> **Records provided**:
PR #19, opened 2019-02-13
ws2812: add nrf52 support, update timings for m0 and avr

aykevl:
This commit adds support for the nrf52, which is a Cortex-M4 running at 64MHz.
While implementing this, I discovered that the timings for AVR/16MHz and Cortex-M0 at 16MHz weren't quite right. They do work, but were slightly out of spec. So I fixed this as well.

> **Exercise**: All of the material is to be copied word for word.

> **Solution**:
PR #19, opened 2019-02-13
ws2812: add nrf52 support, update timings for m0 and avr

aykevl:
This commit adds support for the nrf52, which is a Cortex-M4 running at 64MHz.
While implementing this, I discovered that the timings for AVR/16MHz and Cortex-M0 at 16MHz weren't quite right. They do work, but were slightly out of spec. So I fixed this as well.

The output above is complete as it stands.